## DATA TO PROCESS
PR #2070, opened 2020-12-10
Fix test flakiness by determining the list of parties that are serialized and deserialized.

kberg:


nwai90 (approved):

bafolts:
Thanks! Saw this while I was developing but I was in too much of a panic and rush when I at first thought server may be down for everyone. Forgot to go back and address it. Needed to remember my 2020 new years resolution of patience.

kberg:
No problem -- I only noticed it after my own PR went in, and so I thought
it was my fault.

PR #2072, opened 2020-12-10
santa and xmas tree

vsrisuknimit:
- Added Santa and Christmas tree
- Moved boards to a different folder

@bafolts @chosta do we need v-if to check that the Santa and tree are displayed only in December/January? Or just remove them manually afterward.

image


chosta:
Ho-Ho-Ho!
Just remove the code after the celebrations.

chosta (approved):
A note for the future. 
It's better to try and reduce the size of the images before adding them to the app instead of using background size. Background-size only scales the image but the size remains the same.

bafolts:
Can remove martian santa in January manually -- or sooner if people seem to hate it. I find it hard to believe that if after many generations while terraforming mars that santa would be lost to time. From what I understand of the man their naughty and nice list is not limited by space nor time.

PR #2073, opened 2020-12-10
Move all the server model code out of server.ts

kberg:
... letting server.ts focus on, well, serving.

This will also make it easier to write unit tests as needed.


src/server/ServerModel.ts
```diff
@@ -0,0 +1,572 @@
+require('dotenv').config();
```
bafolts, line 1: This shouldn't be needed here in `ServerModel`. Someone added this at one point to read configuration values from some environment file. Assuming this was a copy and paste deal from `server.ts`. I would remove before flight.

bafolts (approved):
I would remove the `require('dotenv').config()` being included in `ServerModel` before merging.

PR #2092, opened 2020-12-12
load games when needed from database

bafolts:
Whenever the server starts up we currently load every game from the database into javascript memory. With the increasing number of games being played on the demo site we are running out of javascript memory. This change loads only the game id and player ids into javascript memory when the server is starting. Unless a game is requested we then don't bother wasting javascript memory on the game. The storing of game id and player id in memory is used to avoid constantly querying the database for situations which may results in 404 as this cheaper heroku instance doesn't have the greatest postgres database either.

Will add unit tests and then move this to a real PR.


server.ts
```diff
@@ -293,22 +293,15 @@ function loadGame(req: http.IncomingMessage, res: http.ServerResponse): void {
...
-          }
-          gameLoader.addGame(gameToRebuild);
-        },
-      );
-      res.setHeader('Content-Type', 'application/json');
-      res.write(getGame(gameToRebuild));
-      res.end();
+      gameLoader.getGameByGameId(game_id, (game) => {
+        if (game === undefined) {
+          // game was not found!
```
bafolts, line 298: Need to have this return 404. Looking at this now this current version must not have worked if game wasn't found and would have returned the `gameToRebuild` prior to it being restored.

src/database/GameLoader.ts
```diff
@@ -36,66 +36,98 @@ export class GameLoader {
...
-      const pendingGames = this.pendingGame.get(gameId);
-      if (pendingGames !== undefined) {
-        for (const pendingGame of pendingGames) {
-          pendingGame(this.games.get(gameId));
-        }
-        this.pendingGame.delete(gameId);
+    private loadPlayerIntoMemory(playerId: string, cb: (game: Game | undefined) => void): void {
+      const gameId = this.knownPlayerIds.get(playerId);
+      if (gameId !== undefined) {
+        this.loadGameIntoMemory(gameId, cb);
```
kberg, line 86: This is brittle. it assumes that calling loadPlayerIntoMemory occurs when loadGmeIntoMemory hasn't been called. Some of that is a naming issue, some of that is that we could solve a lot of this with Promises -- I think.

In the meantime, this probably works. I say probably because to be certain I have to read about when and how lGIM and lPIM are called, hence, context makes this brittle. A little flexibility here would go a long way. Or at minimum, clear documentation.

src/database/GameLoader.ts
```diff
@@ -36,66 +36,98 @@ export class GameLoader {
...
-      for (const pendingGame of Array.from(this.pendingGame.values())) {
-        for (const cb of pendingGame) {
-          cb(undefined);
-        }
-      }
+      // are waiting for player or games, since
+      // we now have every game id and player id
+      // in database load any that have been requested
+      this.pendingGame.forEach((cbs, gameId) => {
+        this.loadGameIntoMemory(gameId, (game) => {
```
kberg, line 117: If this is happening in `onAllGamesLoaded` then all games are not loaded. Consider renaming this method to `onAllKeysLoaded`.

kberg: Also, if this APi is doing what it's doing, how does the entire PR fulfill its promise to only load games when needed?

src/database/IDatabase.ts
```diff
@@ -37,6 +38,14 @@ export interface IGameData {
  * in the game. Why, I have no idea, says kberg.
  */
 export interface IDatabase {
+
+    /**
+     * Pulls most recent version of game
+     * @param game_id the game id to load
+     * @param cb called with game if exists
```
kberg, line 45: "called with game if exists, else err" ?

kberg (changes requested):
There's a lot I like about this, but I'm putting on my extra-pedantic lenses for this one.

src/database/GameLoader.ts
bafolts: In the updated version I tried to make this more idempotent. This became `loadPlayer` and always loads the player checking every map to see if it needs to. I haven't spotted it yet but it feels like this is another class hiding in here which if pulled out would make this instantly clearer. I added a queue of games and players that need to be loaded that get worked through one at a time. It gives preference to loading games as one game contains multiple players that would become available. I am attempting to avoid the situation where 5 players are waiting to take a turn while the server is restarting. These 5 players would all end up requesting their player id simultaneously and if we don't act on the requests in a queue we could end up re-loading the same game 5 times. Most of this comment I am typing I will put in class documentation as it may not be clear why all of this complexity is here.

bafolts: Once a game is up and running we never call out to the database except for saving state and undo operations. When heroku is restarting, the `server.ts` starts up and any "waiting for" request will query for their player id. When the data isn't available they have to wait until all of the game id and player ids have been loaded from the database. Once those are loaded we have to work through any request that happened to be waiting. Anyone starting a new game during this time shouldn't be impacted and will avoid all of this logic.

src/database/GameLoader.ts
bafolts: I changed this in my recent push and got rid of `start`. Until any request for player or game is made we never hit the database.

kberg:
OK, I read your responses and it looks like you're mid-repair. Ping me when you feel like this is ready for another look.

server.ts
bafolts: Ugh, still need to do this. It wasn't here before but makes sense to add.

server.ts
```diff
@@ -258,22 +256,16 @@ function loadGame(req: http.IncomingMessage, res: http.ServerResponse): void {
...
-      const player2 = new Player('test2', Color.RED, false, 0);
-      const gameToRebuild = new Game(game_id, [player, player2], player);
-      Database.getInstance().restoreGameLastSave(
-        game_id,
-        gameToRebuild,
-        function(err) {
-          if (err) {
-            return;
-          }
-          gameLoader.addGame(gameToRebuild);
```
bafolts, line 271: Ugh. I don't know if anyone even uses this feature, but my change wont work. At some point later in the UI this game ends up being created and the new version needs to be added to the map at that time. Very frustrating. I will have to add a `GameLoader::delete` to remove a game so that this can then add the game back with this new version.

bafolts: I need to address this prior to merging. This needs to update the copy of `Game` we have in the database. Will need a `GameLoader::delete` which removes our local copy in javascript so that on subsequent calls to `getByGameId` we pull the most recent version from the database into javascript memory.

bafolts:
OK. @kberg I think this is now ready. I added a `GameLoader::remove` so when we "reload" a game we can remove the copy in javascript and get fresh data from database.

server.ts
```diff
@@ -8,7 +8,6 @@ import * as querystring from 'querystring';
 import * as zlib from 'zlib';
 
 import {BoardName} from './src/BoardName';
-import {Color} from './src/Color';
```
kberg, line 11: Already a massive improvement.

server.ts
```diff
@@ -21,9 +20,8 @@ import {Server} from './src/server/ServerModel';
 const serverId = process.env.SERVER_ID || generateRandomServerId();
 const styles = fs.readFileSync('styles.css');
 let compressedStyles: undefined | Buffer = undefined;
-const gameLoader = new GameLoader();
 const route = new Route();
-const gameLogs = new GameLogs(gameLoader);
+const gameLogs = new GameLogs();
```
kberg, line 24: Oh my goodness, seriously, this is getting better.

server.ts
```diff
@@ -257,23 +255,19 @@ function loadGame(req: http.IncomingMessage, res: http.ServerResponse): void {
...
-            return;
-          }
-          gameLoader.addGame(gameToRebuild);
-        },
-      );
-      res.setHeader('Content-Type', 'application/json');
-      res.write(getGameModelJSON(gameToRebuild));
-      res.end();
+      // remove copy in javascript
+      GameLoader.getInstance().remove(game_id);
```
kberg, line 259: I haven't read the new `GameLoader` yet, but my instinct is that clearing the copy probably belongs as part of `getByGameId`, and possibly doesn't happen if the meat of `getByGameId` fails.

server.ts
```diff
@@ -569,19 +563,18 @@ function serveStyles(req: http.IncomingMessage, res: http.ServerResponse): void
   res.end(buffer);
 }
 
-gameLoader.start(() => {
```
kberg, line 572: Huh. I'm very curious now.

kberg: I'm reading this like watching a murder mystery unfold.

No Color import? GameLogs doesn't need a GameLoader? A donut hole with a little donut inside it? With its own little donut hole?

src/database/GameLoader.ts
```diff
@@ -2,149 +2,228 @@
...
+  private state = State.WAITING;
+
+  // indicates if game is being loaded from database
+  private loadingGame = false;
+
+  // games available in javascript memory, undefined represents game
+  // in database not yet loaded
+  private readonly games = new Map<GameId, Game | undefined>();
+
+  // player ids which we know exist mapped to game id
```
kberg, line 38: oh my gosh this documentation is fantastic.

src/database/GameLoader.ts
```diff
@@ -2,149 +2,228 @@
...
+  private readonly gameRequests: Array<[GameId, LoadCallback]> = [];
+
+  // requests for player that are waiting to load
+  private readonly playerRequests: Array<[PlayerId, LoadCallback]> = [];
+
+  private static instance?: GameLoader;
+
+  public static getInstance(): GameLoader {
+    if (GameLoader.instance === undefined) {
+      GameLoader.instance = new GameLoader();
```
kberg, line 51: Add `private constructor() { }` I think?

src/database/GameLoader.ts
```diff
@@ -2,149 +2,228 @@
...
-      }
+  public add(game: Game): void {
+    this.games.set(game.id, game);
+    for (const player of game.getPlayers()) {
+      this.playerIds.set(player.id, game.id);
     }
+  }
+
+  /**
+   * Determines if game is available in javascript
```
kberg, line 64: Why the short line length? /minor

src/database/GameLoader.ts
```diff
@@ -2,149 +2,228 @@
...
-                console.error(`unable to load game ${game_id}`, err);
-              } else {
-                console.log(`load game ${game_id}`);
-                this.games.set(gameToRebuild.id, gameToRebuild);
-                for (const player of gameToRebuild.getPlayers()) {
-                  this.playerToGame.set(player.id, gameToRebuild);
-                  this.onGameLoaded(gameToRebuild.id, player.id);
+      let loaded = 0;
+      allGames.forEach((gameId) => {
+        Database.getInstance().getGame(
```
kberg, line 207: For readability, how about sticking this in a private `loadGameFromDatabase` method?

kberg (commented):
I'll need another pass to internalize most of the rest of this, but this looks like quite a good improvement.

src/database/GameLoader.ts
bafolts: I seem to be a steam punk tech luddite. I work on a raspberry pi 4 model b with an old tiny monitor. This was a long line to me!

server.ts
bafolts: This is similar to an onion, but instead of increasing tears while peeling deeper there is an ever increasing smile and feelings of joy.

server.ts
bafolts: A second argument to `getByGameId` would work here. The argument would be `true` if you wanted to force a new copy from database.

kberg: > A second argument to `getByGameId` would work here. The argument would be `true` if you wanted to force a new copy from database.

Agree

alrusdi:
@kberg do you satisfied with current state of PR? Your change request is blocking it from merge.

bafolts:
I am working on his changes now.

bafolts:
@kberg the heroku server is running out of memory while starting up and trying to load games from memory. Is this good enough to approve?

src/database/GameLoader.ts
```diff
@@ -2,149 +2,223 @@
...
-      } else {
-        this.pendingGame.set(gameId, [cb]);
-      }
+  /**
+   * Determines if game is available in javascript
+   * memory
+   * @param {GameId} gameId id to check
+   * @return {boolean} true iff game is available in memory
+   */
+  public has(gameId: GameId): boolean {
```
Lynesth, line 69: I'd rename this method to `isLoaded()`. It currently makes it pretty confusing with `this.games.has()`.
And then maybe add a `isPreloaded()` one that simply does `this.games.has()` (see comment below for reference)

src/database/GameLoader.ts
```diff
@@ -2,149 +2,223 @@
...
+  }
 
-      Database.getInstance().getGames((err, allGames) => {
-        if (err) {
-          console.error('error loading all games', err);
-          this.onAllGamesLoaded();
-          cb();
-          return;
-        }
+  private loadAllGames(): void {
```
Lynesth, line 183: Could we rename this as well ?
It's not doing the same thing as `loadGame` at all, so probably something like `preloadAllGames()` would be better ?

src/database/GameLoader.ts
```diff
@@ -39,7 +39,7 @@ export class GameLoader {
   private readonly playerIds = new Map<PlayerId, GameId>();
 
   // requests for game that are waiting to load
-  private readonly gameRequests: Array<[GameId, LoadCallback]> = [];
+  private readonly gameRequests: Array<[GameId, boolean, LoadCallback]> = [];
```
kberg, line 42:
```
// requests for games that are waiting to load
// [idToLoad, bypassCache, callback]
```

kberg (approved):
One comment to clarify the boolean. But that's optional. This looks good to go. Good work!

src/database/GameLoader.ts
bafolts: I meant to remove this. Was needed before refactor. Gone now.

PR #2093, opened 2020-12-12
Add LoadCallback type for readability comprehension for new people re…

kberg:
…ading GameLoader.


bafolts (approved):
This is really good! The typescript force is strong in this one!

## TASK OBJECTIVE
Find every line above where the word "write" occurs, and copy that line.

## RESPONSE TO THIS EXERCISE
This will also make it easier to write unit tests as needed.
-      res.write(getGame(gameToRebuild));
-      res.write(getGameModelJSON(gameToRebuild));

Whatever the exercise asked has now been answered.